Revenue on sales: PLN 4,377 million
EBITDA (operating profit increased by depreciation, amortisation and write-offs for non-financial assets): PLN 895 million including:
- Mining Segment’s EBITDA: PLN (76) million
- Generation Segment’s EBITDA: PLN 126 million
- Distribution Segment’s EBITDA: PLN 691 million
- Supply Segment’s EBITDA: PLN 149 million
EBIT (operating profit): PLN 73 million
Gross loss: PLN (73) million
Net loss: PLN (74) million
CAPEX: PLN 912 million
Net debt as of 30 June 2018: PLN 8,419 million
Net debt/EBITDA ratio as of 30 June 2018: 2.3x
Selected estimated operational data for:

(a) H1 2018

Commercial coal production: 2.53 million tons
Commercial coal sales: 2.50 million tons
Gross electricity production: 7.55 TWh
Heat production: 6.73 PJ
Distribution of electricity: 26.01 TWh (including, to end consumers: 25.00 TWh)
Retail sales of electricity: 17.20 TWh

(b) Q2 2018

Commercial coal production: 1.10 million tons
Commercial coal sale: 1.07 million tons
Gross electricity production: 3.62 TWh
Heat production: 1.05 PJ
Distribution of electricity: 12.59 TWh (including, to end consumers: 12.09 TWh)
Retail sales of electricity: 7.93 TWh

Significant factors impacting Q2 2018 earnings (versus Q2 2017):

a) booking of the write-downs due to the impairment of tangible and intangible fixed assets and the goodwill impairment in the Mining segment in the amount of PLN 733 million, and also of reversing the earlier booked write-downs in the Generation segment in the amount of PLN 345 million. As a consequence, the surplus of the booked impairment charges over the reversed ones in the consolidated financial statements (net impairment) is PLN 388 million, and the total estimated impact on the reduction of the consolidated net financial result will reach PLN 303 million. Detailed information was presented in Current Report No. 25/2018 of July 27, 2018.
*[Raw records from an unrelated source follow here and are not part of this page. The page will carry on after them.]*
PR #1935, opened 2022-11-18
Add support for a group actor type to represent parties of characters traveling together in a region map.

aaclayton:
I believe this MR is at a state where it could be merged as a MVP which satisfies the "must haves" and provides a framework that can be further developed and expanded to incorporate additional future work. Comments welcome.

## Overview
A new Actor type, `group` which has its own data schema defined as the `GroupActor` data model

A new sheet for `ActorGroupSheet` which displays group membership, inventory, description, and other attributes.
* Drop Actors on the sheet to add them to the group
* Click the [x] button to remove an Actor from the group
* View the HP bars of all actors in the group, sheet updates automatically in real-time when actors HP changes
* Configure movement speeds for the group defined in units of `land`, `air`, and `water`. **Note: perhaps this needs to be more strongly anchored in some 5e rules somewhere**
* Basic management of group inventory with categories for `weapon`, `equipment`, `backpack`, and `loot` (catchall) items
* Group actors can be added to combat encounters, but they do not have a specialized initiative formula and instead roll only a basic `1d20`. This could perhaps be improved in the future.

## Future Work
There is a lot that can still be done to improve the concept of the group actor. I propose deferring the following items as "future work" unless it is viewed that something on this list is a must have for the initial implementation.
* Support group skill or ability checks
* Support application of damage or healing to be spread among all group members
* Support differentiation of public `summary` vs private `description` as different HTML fields.

## Screenshots
image

image

image


Varriount:
What would this new kind of actor type do, that can't already be done with the existing actor types?

module/applications/actor/group-sheet.mjs
```diff
@@ -0,0 +1,198 @@
...
+        name: member.name,
+        img: member.img,
+        hp: {}
+      };
+
+      // HP bar
+      const hp = member.system.attributes.hp;
+      m.hp.current = hp.value + (hp.temp || 0);
+      m.hp.max = hp.max + (hp.tempMax || 0);
+      m.hp.pct = ((m.hp.current / m.hp.max) * 100).toFixed(2);
```
arbron, line 85: Temp HP and temp max HP lead to the bars expanding past the end of the container:

Screenshot 2022-11-19 at 10 49 41

```suggestion
      m.hp.max = hp.max + (hp.tempmax || 0);
      m.hp.pct = Math.clamped((m.hp.current / m.hp.max) * 100, 0, 100).toFixed(2);
```

That will fix the immediate problem, but we'll probably want to do a temp HP overlay like on the token bars.

module/applications/actor/group-sheet.mjs
```diff
@@ -0,0 +1,198 @@
...
+    return {sections, stats};
+  }
+
+  /* -------------------------------------------- */
+
+  /**
+   * Prepare movement speed data for rendering on the sheet.
+   * @returns {{secondary: string, primary: string}}
+   */
+  #prepareMovementSpeed() {
```
arbron, line 106: I'd say we should probably use the DMG's calculation rules to auto calculate travel pace based on the speed set here:

> - In 1 minute, you can move a number of feet equal to your speed times 10.
> - In 1 hour, you can move a number of miles equal to your speed divided by 10.
> - For daily travel, multiply your hourly rate of travel by the number of hours traveled (typically 8 hours).
> - For a fast pace, increase the rate of travel by one-third.
> - For a slow pace, multiply the rate by two-thirds.

Then we can display the pace values, rather than the base speed, perhaps even with a toggle between Fast/Normal/Slow pace.

dnd5e.mjs
```diff
@@ -84,6 +84,8 @@ Hooks.once("init", function() {
   CONFIG.DND5E = DND5E;
   CONFIG.ActiveEffect.documentClass = documents.ActiveEffect5e;
   CONFIG.Actor.documentClass = documents.Actor5e;
+  CONFIG.Actor.systemDataModels.group = documents.GroupActor;
```
arbron, line 87: The item and advancement data models we've implemented so far in `2.1.x` have taken a slightly different organization approach, separating the system data models from the documents in their own folder.

module/documents/actor/group.mjs
```diff
@@ -0,0 +1,93 @@
...
+ */
+export default class GroupActor extends foundry.abstract.DataModel {
+
+  /** @override */
+  static defineSchema() {
+    const fields = foundry.data.fields;
+    return {
+      description: new fields.SchemaField({
+        full: new fields.StringField(),
+        summary: new fields.StringField()
```
arbron, line 22: Should these be `HTMLField`. I know the behavior isn't any different, but it would communicate a bit better the type of string they contain.

mnoreke:
Not sure if this is the right spot for it, but please add a setting to hide the HP values from players for non-owned items.

There are some DMs (like me) that only provide range data to their players regarding how injured a party member is, so having a spot to look for the actual numbers would mitigate this.

aaclayton:
> There are some DMs (like me) that only provide range data to their players regarding how injured a party member is, so having a spot to look for the actual numbers would mitigate this.

My current plan is that you will only see the health bars of group members in this UI if you have Observer permission or greater to their actor. (which would allow you to see health on their character sheet).

LukasPrism:
Conversely, our table likes seeing each others' hit points, but we don't want full Observer permissions to view each other's sheets and (especially) see with each other's vision/detection modes. But perhaps we're in the minority – just putting it out there.

ghost91-:
I don’t really have any stakes in this, but I find the way the health bars + numbers are laid out in the original screenshot to be quite confusing. It looks like the number in the left would be the minimum value, which of course doesn’t make sense.

If you really want to display the numerical values, something that could work better is to put them in the middle inside health bar itself. Just need to make sure the contrast between font and bar is always good.

mnoreke:
> Conversely, our table likes seeing each others' hit points, but we don't want full Observer permissions to view each other's sheets and (especially) see with each other's vision/detection modes. But perhaps we're in the minority – just putting it out there.
 
 This is why a few settings to control the display of bars/numbers would make sense. :)

module/applications/actor/group-sheet.mjs
aaclayton: What I take away from this suggestion is that I can remove the "units" field from the movement object, since the same speed value works for different distance units according to the DMG rules.

module/applications/actor/group-sheet.mjs
```diff
@@ -0,0 +1,299 @@
...
+        return movementConfig.render(true);
+    }
+  }
+
+  /* -------------------------------------------- */
+
+  /**
+   * Handle clicks to item control buttons on the group sheet.
+   * @param {PointerEvent} event      The initiating click event
+   */
```
arbron, line 232:
```suggestion
  /**
   * Handle clicks to item control buttons on the group sheet.
   * @param {PointerEvent} event      The initiating click event
   * @returns {Promise<Item5e>|ItemSheet5e}
   */
```

module/applications/actor/group-sheet.mjs
```diff
@@ -0,0 +1,299 @@
...
+  }
+
+  /* -------------------------------------------- */
+
+  /**
+   * Handle clicks on an item name to expand its description
+   * @param {PointerEvent} event      The initiating click event
+   */
+  #onClickItemName(event) {
+    return game.system.applications.actor.ActorSheet5e.prototype._onItemSummary.call(this, event);
```
arbron, line 286: Maybe too much for this PR, but perhaps this and the drop handling would be improved by descending from a new base actor sheet.

module/applications/actor/group-sheet.mjs
```diff
@@ -0,0 +1,299 @@
...
+  }
+
+  /* -------------------------------------------- */
+
+  /** @override */
+  async _onDropActor(event, data) {
```
arbron, line 292: Should probably add support for dropping folders of actors, but probably not necessary for initial implementation.

module/applications/actor/movement-config.mjs
```diff
@@ -23,15 +23,36 @@ export default class ActorMovementConfig extends DocumentSheet {
...
+      land: "DND5E.MovementLand",
+      water: "DND5E.MovementWater",
+      air: "DND5E.MovementAir"
+    }: {
+      walk: "DND5E.MovementWalk",
+      burrow: "DND5E.MovementBurrow",
+      climb: "DND5E.MovementClimb",
+      fly: "DND5E.MovementFly",
+      swim: "DND5E.MovementSwim"
     }
```
arbron, line 47:
```suggestion
    } : {
      walk: "DND5E.MovementWalk",
      burrow: "DND5E.MovementBurrow",
      climb: "DND5E.MovementClimb",
      fly: "DND5E.MovementFly",
      swim: "DND5E.MovementSwim"
    };
```

module/data/actor/group.mjs
```diff
@@ -0,0 +1,108 @@
...
+    }
+  }
+
+  /* -------------------------------------------- */
+  /*  Data Preparation                            */
+  /* -------------------------------------------- */
+
+  /**
+   * Prepare base data for group actors.
+   * @internal
```
arbron, line 48: `@internal` is a TSDoc code, not JSDoc so our linter isn't a fan.

```suggestion
   * @private
```

```suggestion
   * @protected
```

module/data/actor/group.mjs
```diff
@@ -0,0 +1,108 @@
...
+        if ( a.type === "group" ) console.warn(`Group "${this._id}" may not contain another Group "${a.id}" as a member.`)
+        else this.members.add(a);
+      }
+      else console.warn(`Actor "${id}" in group "${this._id}" does not exist within the World.`);
+    }
+  }
+
+  /**
+   * Prepare derived data for group actors.
+   * @internal
```
arbron, line 64: Same as above

module/data/actor/group.mjs
```diff
@@ -0,0 +1,108 @@
...
+  /*  Data Preparation                            */
+  /* -------------------------------------------- */
+
+  /**
+   * Prepare base data for group actors.
+   * @internal
+   */
+  _prepareBaseData() {
+    this.members.clear();
+    for ( const id of this._source.members) {
```
arbron, line 52:
```suggestion
    for ( const id of this._source.members ) {
```

module/data/actor/group.mjs
```diff
@@ -0,0 +1,108 @@
...
+      const a = game.actors.get(id);
+      if ( a ) {
+        if ( a.type === "group" ) console.warn(`Group "${this._id}" may not contain another Group "${a.id}" as a member.`)
```
arbron, line 55:
```suggestion
        if ( a.type === "group" ) console.warn(`Group "${this._id}" may not contain another Group "${a.id}" as a member.`);
```

module/data/actor/group.mjs
```diff
@@ -0,0 +1,108 @@
...
+  /* -------------------------------------------- */
+
+  /**
+   * Add a new member to the group.
+   * @param {Actor5e} actor           A non-group Actor to add to the group
+   * @returns {Promise<Actor5e>}      The updated group Actor
+   */
+  async addMember(actor) {
+    if ( actor.type === "group" ) throw new Error(`You may not add a group within a group.`);
+    if ( actor.pack ) throw new Error(`You may only add Actors to the group which exist within the World.`);
```
arbron, line 81:
```suggestion
    if ( actor.type === "group" ) throw new Error("You may not add a group within a group.");
    if ( actor.pack ) throw new Error("You may only add Actors to the group which exist within the World.");
```

module/data/actor/group.mjs
```diff
@@ -0,0 +1,108 @@
...
+      }
+    });
+  }
+
+  /* -------------------------------------------- */
+
+  /**
+   * Remove a member from the group.
+   * @returns {Promise<Actor5e>}      The updated group Actor
+   */
```
arbron, line 96:
```suggestion
  /**
   * Remove a member from the group.
   * @param {Actor5e} actor           Actor to remove.
   * @returns {Promise<Actor5e>}      The updated group Actor
   */
```

module/documents/item.mjs
```diff
@@ -1828,7 +1830,7 @@ export default class Item5e extends Item {
 
     // Include an ability score modifier if one exists
     const abl = this.abilityMod;
```
arbron, line 1832: `Item5e#abilityMod` is also throwing an error.

Line 35:
```javascript
      const abilities = this.actor.system.abilities ?? {};
```

Line 50:
```javascript
            return abilities.dex?.mod >= abilities.str?.mod ? "dex" : "str";
```

arbron (changes requested):

arbron:
Not necessary for this initial version, but something to add to the to-do list later is the ability to display the aggregate group HP as a token bar.

krbz999:
Two questions:
- Was `consumable` left out intentionally?
- What happens if you attempt to add an unlinked actor as a member?

module/applications/actor/group-sheet.mjs
```diff
@@ -0,0 +1,299 @@
...
+  static get defaultOptions() {
+    return foundry.utils.mergeObject(super.defaultOptions, {
+      classes: ["dnd5e", "sheet", "actor", "group"],
+      template: "systems/dnd5e/templates/actors/group-sheet.hbs",
+      tabs: [{navSelector: ".tabs", contentSelector: ".sheet-body", initial: "members"}],
+      width: 620,
+      height: 620
+    });
+  }
+
```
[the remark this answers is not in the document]
aaclayton: It's awkward. Inheriting from ActorSheet5e would require overriding and removing almost all methods, but it does miss some things that otherwise we do want. It's an example that we probably need to re-rationalize what logic is in the base actor sheet and what logic is in type-specific sheets.

module/applications/actor/group-sheet.mjs
```diff
@@ -0,0 +1,299 @@
...
+    // Item summaries
+    html.find(".item .rollable h4").click(event => this.#onClickItemName(event));
+  }
+
+  /* -------------------------------------------- */
+
+  /**
+   * Handle clicks to action buttons on the group sheet.
+   * @param {PointerEvent} event      The initiating click event
+   */
```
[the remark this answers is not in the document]
aaclayton: This method isn't intended to have a meaningful return value, doing:
```js
return this.object.system.removeMember(removeMemberId);
```
Is just a more code-frugal approach than:
```js
this.object.system.removeMember(removeMemberId);
break;
```
If we want to be strict about our return types I will remove the return statements from the method so that it returns void.

module/applications/actor/group-sheet.mjs
aaclayton: Same as above.

module/applications/actor/group-sheet.mjs
aaclayton: That feels well out of scope for this PR and should be handled as a separate set of changes. I do, however, agree.

module/applications/actor/group-sheet.mjs
aaclayton: I think we need to limit scope. It's part of the reason we have so many un-merged PRs in this repo is because we struggle to make changes small enough that they can be reviewed and merged iteratively. We have to keep everything from becoming a thousand LOC change otherwise we never get anywhere.

module/data/actor/group.mjs
aaclayton: We should change our linter then, because as of V10 our docstring syntax that we use is typedoc. We should use `@internal` tags for methods which are not intended for the public API but do need to be called outside of the scope in which they are defined.

aaclayton:
> Was `consumable` left out intentionally?

Eh, it was intentional, but I see the justification for having a separate header section for consumables so I have added it in.

> What happens if you attempt to add an unlinked actor as a member?

There's not really a UX which allows this to be done out of the box, since there's no way for you to be dragging an unlinked actor in order to drop it on the sheet. Group members refer to base world actors, you cannot have an unlinked actor in the group.

krbz999:
> > Was `consumable` left out intentionally?
>
> Eh, it was intentional, but I see the justification for having a separate header section for consumables so I have added it in.

My question was more, why the difference between groupings of items between character sheets and group sheets (I actually forgot `tool` existed when I asked).

> > What happens if you attempt to add an unlinked actor as a member?
>
> There's not really a UX which allows this to be done out of the box, since there's no way for you to be dragging an unlinked actor in order to drop it on the sheet. Group members refer to base world actors, you cannot have an unlinked actor in the group.

Makes sense. Could this actor type down the line be used to group groups of enemies during combat? I could see an immediate use case for this, which also aligns with how DND5E initiative is technically _proposed_ to work (each NPC type being grouped with the same initiative).

Lastly (and leastly), "__A group__ of 2 members and 1 vehicles" I personally feel would look better as simply "Group of 2 members and 1 vehicles".

templates/actors/group-sheet.hbs
```diff
@@ -0,0 +1,93 @@
...
+                        </div>
+                    </li>
+                    {{/each}}
+                </ol>
+            </section>
+            {{/each}}
+        </div>
+
+        <div class="tab inventory" data-group="primary" data-tab="inventory">
+            {{> "dnd5e.actor-inventory" sections=inventory}}
```
arbron, line 84: For some reason the inventory isn't scrollable if the number of items extends beyond the bottom of the sheet.

arbron (changes requested):

module/data/actor/group.mjs
```diff
@@ -0,0 +1,111 @@
...
+        })
+      }),
+      currency: new fields.SchemaField({
+        pp: new fields.NumberField({nullable: false, initial: 0, integer: true, min: 0}),
+        gp: new fields.NumberField({nullable: false, initial: 0, integer: true, min: 0}),
+        ep: new fields.NumberField({nullable: false, initial: 0, integer: true, min: 0}),
+        sp: new fields.NumberField({nullable: false, initial: 0, integer: true, min: 0}),
+        cp: new fields.NumberField({nullable: false, initial: 0, integer: true, min: 0})
+      })
+    }
```
Fyorl, line 39:
```suggestion
    };
```

module/data/actor/group.mjs
```diff
@@ -0,0 +1,111 @@
...
+
+  /* -------------------------------------------- */
+
+  /**
+   * Remove a member from the group.
+   * @param {Actor5e} actor           An Actor to remove from this group
+   * @returns {Promise<Actor5e>}      The updated group Actor
+   */
+  async removeMember(actor) {
+    const memberIds = Array.from(this._source.members);
```
Fyorl, line 101: `this._source.members` should already be an array I believe.

module/data/actor/group.mjs
```diff
@@ -0,0 +1,111 @@
...
+    const actorId = actor instanceof Actor ? actor.id : actor;
```
Fyorl, line 102: Seems to suggest this method will also take a string ID as well as an `Actor5e` instance, do we want to add that to the parameter annotation?

templates/apps/movement-config.hbs
```diff
@@ -1,34 +1,24 @@
...
-    </div>
-    <div class="form-group">
-        <label>{{localize "DND5E.MovementFly"}}</label>
-        <input name="system.attributes.movement.fly" type="number" step="0.1" value="{{movement.fly}}"/>
-    </div>
-    <div class="form-group">
-        <label>{{localize "DND5E.MovementSwim"}}</label>
-        <input name="system.attributes.movement.swim" type="number" step="0.1" value="{{movement.swim}}"/>
+        <label>{{localize label}}</label>
+        {{numberInput (lookup @root.movement id) name=(concat "system.attributes.movement." id) placeholder=0 step=0.1}}
```
Fyorl, line 6:
```suggestion
        {{numberInput (lookup @root.movement id) name=(concat "system.attributes.movement." id) placeholder=0 step=0.1 min=0}}
```

templates/actors/group-sheet.hbs
```diff
@@ -0,0 +1,93 @@
...
+    </nav>
+
+    <section class="sheet-body">
+        <div class="tab members" data-group="primary" data-tab="members">
+            {{#each sections as |section id|}}
+            <section class="group-members directory" data-section="{{id}}">
+                <header class="directory-header flexrow">
+                    <h3 class="name">{{section.label}}</h3>
+                    <span class="hp">Hit Points</span>
+                    <span class="controls">Controls</span>
```
Fyorl, line 54: Missing localisation.

Fyorl (changes requested):
Looking really nice. Only some minor suggestions from me.

Fyorl:
@krbz999 
> Edit: With the addition of 'Space vehicle' as a proficiency, does 'Space' make sense as a movement type in addition to Land, Water, Air?

Spelljammer ships have a fly speed and a 100-million-miles-every-24-hours speed. They don't really have a concept of a 'space' speed, unless you count the latter, but that's a fixed value that doesn't change.

module/applications/actor/group-sheet.mjs
```diff
@@ -0,0 +1,308 @@
...
+    let speeds = [
+      [movement.land, `${game.i18n.localize("DND5E.MovementLand")} ${movement.land}`],
+      [movement.water, `${game.i18n.localize("DND5E.MovementWater")} ${movement.water}`],
+      [movement.air, `${game.i18n.localize("DND5E.MovementAir")} ${movement.air}`]
+    ];
+    speeds = speeds.filter(s => !!s[0]).sort((a, b) => b[0] - a[0]);
+    const primary = speeds.shift();
+    return {
+      primary: `${primary ? primary[1] : "0"}`,
+      secondary: speeds.map(s => s[1]).join(", ")
```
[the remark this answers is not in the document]
aaclayton: I think that one is overkill, it doesn't actually preserve the commas which I think is ideal.

module/applications/actor/group-sheet.mjs
```diff
@@ -0,0 +1,308 @@
...
+  activateListeners(html) {
+    super.activateListeners(html);
+    html.find(".group-member .name").click(this.#onClickMemberName.bind(this));
+
+    // Action buttons
+    html.find(".action-button").click(this.#onClickActionButton.bind(this));
+    html.find(".item-control").click(this.#onClickItemControl.bind(this));
+
+    // Item summaries
+    html.find(".item .rollable h4").click(event => this.#onClickItemName(event));
```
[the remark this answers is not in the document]
aaclayton: Reluctant agreement.

module/data/actor/group.mjs
aaclayton: The purpose here was to clone the source field so I can mutate it with `findSplice` but that change is not applied until I call the `.update` function. I will use `foundry.utils.deepClone()` here instead to make it more readable that is what I'm doing.

aaclayton:
Thanks for the feedback @Fyorl - updated the PR with suggested changes.

aaclayton:
Something I noticed while handling some localization changes is that we had duplicative definition of item types and their pluralizations. The standard Item document types were defined as `ITEM.Type{type}` while we had duplicative localizations of the form `DND5E.ItemType{type}`. I have gotten rid of the second format and moved pluralized item type labels to be adjacent to the former style as `ITEM.Type{type}Pl`.

I can split this commit over to a separate PR if it's controversial, but I don't think it should be.

arbron (approved):

Fyorl (approved):

Fyorl:
@aaclayton 

> I can split this commit over to a separate PR if it's controversial, but I don't think it should be.

No objections here.

airbreather:
> Something I noticed while handling some localization changes is that we had duplicative definition of item types and their pluralizations. The standard Item document types were defined as `ITEM.Type{type}` while we had duplicative localizations of the form `DND5E.ItemType{type}`. I have gotten rid of the second format and moved pluralized item type labels to be adjacent to the former style as `ITEM.Type{type}Pl`.
> 
> See: [1aa7a7a](https://github.com/foundryvtt/dnd5e/commit/1aa7a7a1612557a699274797cb16cb952ad8efe8)
> 
> I can split this commit over to a separate PR if it's controversial, but I don't think it should be.

FYI: p4535992/foundryvtt-inventory-plus#28

*I'm just cross-referencing the issue to add visibility to this downstream impact, not claiming that it was a mistake.  I appreciate the need to cut back unnecessary work for people doing translations :+1:.*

b) financial costs due to negative FX differences on the EUR-denominated debt, led to a decrease of TAURON Group’s gross financial result in Q2 2018 by PLN 126 million. In Q2 2017, the FX differences on the EUR-denominated debt led to a decrease in the gross financial result of TAURON Group by PLN 3 million (no impact on EBITDA).
The Company reserves that the figures presented above represent estimated values and may be subject to change. The final values will be presented in the consolidated report for H1 2018, scheduled to be published on 22 August 2018.